Paris: The leaders of France and Germany will not leave this week’s EU summit until a “powerful" deal is reached on the euro zone debt crisis, the French government said on Wednesday while US treasury secretary Timothy Geithner urged bold steps.

Geithner, on a whistle-stop tour of Europe to demand dramatic action, voiced confidence in a Franco-German plan to overhaul the EU treaty after Standard & Poor’s warned it could cut credit ratings across the currency bloc, including the EFSF rescue fund, a move which would fundamentally weaken it.

“I have a lot of confidence in what the president of France and the minister are doing, working with Germany to build a stronger Europe," Geithner told reporters after talks with French finance minister Francois Baroin.

French President Nicolas Sarkozy and German chancellor Angela Merkel will lay out their plan at Friday’s EU summit to impose mandatory penalties on euro states that exceed deficit targets, with the aim of restoring market trust and preventing the region’s deepening debt crisis spiralling out of control.

Two days before the meeting, new ideas were surfacing about how to boost the bloc’s crisis capabilities. EU officials said leaders could decide to raise the combined lending limit of the temporary EFSF and its successor, the permanent European Stability Mechanism, which France and Germany want introduced a year early, in 2012.

Reuters

“Neither Nicolas Sarkozy nor Angela Merkel will leave the negotiating table of this summit until there is a powerful deal," Baroin told Canal+ television, saying France was fighting hard to keep its top credit rating.

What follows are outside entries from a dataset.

PR #112, opened 2019-04-17
UKEF Pages

erdem:
The pages are implemented in this PR: 
- New top-level home page(`/get-finance/`)([XOT-811](https://uktrade.atlassian.net/browse/XOT-811))
- UKEF landing page(`/project-finance/`)([XOT-812](https://uktrade.atlassian.net/browse/XOT-812))
- UKEF Contact Form page(`/uk-export-contact-form/`) ([XOT-816](https://uktrade.atlassian.net/browse/XOT-816))
- UKEF Contact Form page success(`/uk-export-contact-form-success/`) ([XOT-818](https://uktrade.atlassian.net/browse/XOT-818))
- Country cover page(`/country-cover/`) ([XOT-817](https://uktrade.atlassian.net/browse/XOT-817))
- What we offer page [Article Detail] (`/what-we-offer-you/`) ([XOT-815](https://uktrade.atlassian.net/browse/XOT-815)) 
- How we assess your project [Article Detail] (`/how-we-assess-your-project/`) ([XOT-813](https://uktrade.atlassian.net/browse/XOT-813))


conf/urls.py
```diff
@@ -178,9 +179,9 @@
         name='casestudy-york-bag'
     ),
     url(
-        r"^get-finance/$",
+        r"^trade-finance/$",
```
erdem: The old `/get-finance/` page is the new trade finance page now.

conf/urls.py
```diff
@@ -637,10 +638,56 @@
     ),
 ]
 
+
+ukef_urls = [
+    url(
+        r"^get-finance/$",
+        ukef.views.HomeView.as_view(),
+        {'slug': 'get-finance'},
```
eadpearce: this is only used for CMS pages. if these don't use cms content there's no point setting the slug here

conf/urls.py
sdonk: Will this create 404s? If yes please add the relevant redirects

ukef/forms.py
```diff
@@ -0,0 +1,114 @@
...
+        }
+    )
+    business_name = fields.CharField(
+        label=_('Business name'),
+        max_length=50,
+        error_messages={
+            'required': _('Enter your business name'),
+        }
+    )
+    business_website = fields.CharField(
```
sdonk: URLField?

conf/urls.py
erdem: No, it doesn't necessary because we just swap the URL to two different pages.

erdem: https://github.com/uktrade/great-domestic-ui/pull/112/files#diff-43a35a60011b999b2fa2757114c1d24aR637

URL definition is here.

sdonk: I assume this link https://www.great.gov.uk/get-finance/ will break when the new url will be released, right? That needs a redirect

ukef/views.py
```diff
@@ -0,0 +1,58 @@
...
+from django.urls import reverse_lazy
+from django.views.generic import TemplateView
+
+from article.views import CMSPageView
+from core.helpers import NotifySettings
+from core.views import BaseNotifyFormView
+from ukef.forms import UKEFContactForm
+
+
+class HomeView(CMSPageView):
```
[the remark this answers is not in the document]
erdem: @eadpearce I got your point but I think, CMS pages necessary for the meta info for HTML pages. The editors could be used only meta tags and description updates to CMS dashboard. For the other parts, I agreed `CMSPageView` doesn't necessary for static content but for meta tags would be nice.

conf/urls.py
erdem: Same as I explained on the top. CMS base view implementation could be useful for meta info.

conf/urls.py
sdonk: I see, `trade-finance` doesn't exist yet. I was confused because the diff is not against `develop` so it was showing it as a change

“A lot depends on what happens Friday, ... on how the response given by the heads of states is received," he said.

A fresh sense of urgency was injected into talks after S&P put the credit ratings of 15 countries, including Germany and France, on review for a downgrade, citing “continuing disagreements among European policymakers on how to tackle the immediate market confidence crisis".

Geithner was due to meet Sarkozy later on Wednesday before flying to the southern French port of Marseille for discussions with incoming Spanish prime minister Mariano Rajoy.

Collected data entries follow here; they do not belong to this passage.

PR #113, opened 2019-04-18
Feature/XOT-763 ga360 tagging

stevenburnell-dit:
~Two out of seven pages (Home and ServicesLanding)~ All pages done!


core/mixins.py
```diff
@@ -157,3 +151,16 @@ def guess_family_name(self):
...
+    ga360_page_type = None
+
+    def get_context_data(self, *args, **kwargs):
+        ga360 = None
+        if self.ga360_page_type:
+            ga360 = {'page_type': self.ga360_page_type}
+        return super().get_context_data(
+            ga360=ga360,
+            *args, **kwargs
+        )
```
richtier: looks great overall :+1: 

could we simplify this a bit to:
```
class GA360Mixin:
    ga360_payload = None

    def get_context_data(self, **kwargs):
        return super().get_context_data(ga360=self.ga360_payload, **kwargs)
```

and each view that uses this mixin will be slightly more verbose:

```
ServicesView(mixins.GA360Mixin, BreadcrumbsMixin, TemplateView):
    ga360_payload = {'page_type': 'ServicesLandingPage'}
```

fewer moving parts we need to keep in our heads and opens up the ability to pass other arbitrary data other than page type :)

eadpearce: i left like that thinking we may need to add more stuff other than page type in future but eh, this is simpler. we can always rewrite it later

richtier: ty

The treasury secretary, whose trip to Europe speaks of the alarm in Washington at the damage the debt crisis could wreak on the US and world economy, said he was encouraged by moves towards a common set of tight budget rules for EU states.

He also stressed the central role in tackling the crisis of the International Monetary Fund and the European Central Bank, which has been reluctant to take decisive steps until governments get to grips with their financial problems.

Van Rompuy has proposed giving the permanent euro zone rescue mechanism the status of a bank that would allow it to access ECB funding, but Germany has opposed the move, saying it would breach a ban on the ECB financing governments.

A German government source said Germany’s net new borrowing could rise beyond the €26.1 billion planned for next year if euro zone leaders move forward the permanent European Stability Mechanism to 2012.

ECB President Mario Draghi, who met Geithner on Tuesday in Frankfurt, has signalled that a euro zone “fiscal compact" could encourage the ECB to act more forcefully. The central bank has been reluctant to buy up debt from distressed euro states more aggressively, arguing that doing so would take pressure off governments to fix their finances.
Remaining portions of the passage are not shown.